Figure 7. Results of positioning errors under 0dB and 6 missing CIRs
In this blog a novel HML based positioning method is proposed. With its denoising and inpainting ability, the positioning accuracy in NLOS scenarios can be improved significantly under low SNR or incomplete CIRs. Compared with only supervised learning based method, the proposed method can achieve better accuracy with less training time and less samples of training set. Moreover, the proposed method is very flexible in terms of balancing overhead and positioning accuracy, which could fit the practical requirement easier.
 P. Ferrand, A. Decurninge, M. Guillaud, "DNN-based localization from channel estimates: feature design and experimental results," In Proc. IEEE Globe Communications Conference (Globecom), Dec. 2020.
 S. Bast, A. Guevara, S. Polin, "CSI-based positioning in massive MIMO systems using convolutional neural networks." In Proc. IEEE Vehicular Technology Conference (VTC-Spring), May. 2020.
 3GPP RP-213599, "New SI: Study on Artificial Intelligence (AI) Machine Learning (ML) for NR Air Interface" #94e, Dec.2021.

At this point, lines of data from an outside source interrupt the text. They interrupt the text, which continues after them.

PR #155, opened 2018-11-08
addressing Dirk's feedback on the rqt_py_common port

mlautman:
This cleans up some rqt_py_common code and adds the get_field_type function call

### DIFF
--- a/rqt_py_common/CMakeLists.txt
+++ b/rqt_py_common/CMakeLists.txt
@@ -27,6 +27,9 @@ if(BUILD_TESTING)
     test/msg/Val.msg
     test/msg/ArrayVal.msg
     DEPENDENCIES std_msgs)
+  set(ament_cmake_copyright_FOUND TRUE)
+  ament_lint_auto_find_test_dependencies()
+
   ament_add_pytest_test(${PROJECT_NAME} test
     APPEND_ENV PYTHONPATH=${CMAKE_CURRENT_BINARY_DIR}
     TIMEOUT 90)
--- a/rqt_py_common/CMakeLists.txt
+++ b/rqt_py_common/CMakeLists.txt
@@ -28,7 +28,7 @@ if(BUILD_TESTING)
     test/msg/ArrayVal.msg
     DEPENDENCIES std_msgs)
   set(ament_cmake_copyright_FOUND TRUE)
-  ament_lint_auto_find_test_dependencies()
+  # ament_lint_auto_find_test_dependencies()
 
   ament_add_pytest_test(${PROJECT_NAME} test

 G. Huang, Z. Liu, L. Maaten, and K. Weinberger, "Densely Connected Convolutional Networks," In Proc. IEEE Conference on Computer Vision and Pattern Recognition (CVPR), Jul. 2017.
 J. Ho, A. Jain, and P. Abbeel, "Denoising diffusion probabilistic models," In Proc. of Conference on Neural Information Process Systems (NeurIPS), 2020.
 A. Nichol and P. Dhariwal, "Improved denoising diffusion probabilistic models," International Conference on Machine Learning (ICML), 2021.
 3GPP TR.38.901 V16.1.0, "Study on channel model for frequencies from 0.5 to 100GHz (Rel-16)," 2019.